Ask HN: How should I handle recruiters who don't pay attention? - greyostrich
An internal company recruiter asked me to list several dates and times for a phone interview. I selected three different days, and a range of four hours for each day. The recruiter decided to schedule the interview no where near any of my ranges.<p>Is the recruiter testing me? Did he make a mistake? I find it hard to believe he was off by two hours. Is he expecting me to be obedient? This is a STAR type-of-interview company, as far as I can tell.<p>Should I correct him? I&#x27;m OK with the time, but I&#x27;m not the kind of person who likes these kind of mistakes free without saying anything.
======
kweinber
This is a test. . .but not necessarily an intentional one by the recruiter. It
is a test of your maturity and perseverance.

People make mistakes, schedules don't always line up, and sometimes people are
overwhelmed or aren't good at their job as a recruiter. Unless you are
interviewing for a job with the recruiting department, you should not hold the
rest of the company equally at fault for difficulty in getting to the
interview.

If you need to say something, do it positively when asking for the
rescheduling, and then be frank about how to improve the experience after you
have the job (or have decided not to take it).

------
codegeek
This could be a silly question but did they screw up due to timezone
differences if any ? I deal with clients all over the world and I always
specify what timezone I am talking about. I never say "how is 11 AM". Instead,
I ask "How is 11 AM Eastern?". I also add if possible "I know you are 4 hours
ahead of me...." to ensure that they pay attention to the timezone.

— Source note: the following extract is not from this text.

PR #4684, opened 2025-12-11
fix: Assign appropriate HTTP status codes to errors

bryanhuhta:
We were incorrectly getting SLO read budget burns because some of our validation was being incorrectly returned as 5xx when they should have been 4xx. The read budget burns were specifically impacting our `/render` endpoint. I went through and cleaned up as many of the errors as I could, assigning them appropriate status codes.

If not the timezone issue, then it could just be a mistake/sloppiness on the
recruiter's part.

Should you correct him ? Yes, definitely. Say that their scheduled time is not
on the suggestion you sent earlier. But if it is ok with you, accommodate
anyway. Either way, don't read too much into recruiters. They are just a way
to get into the company. If you like the company/team, don't worry about the
recruiter.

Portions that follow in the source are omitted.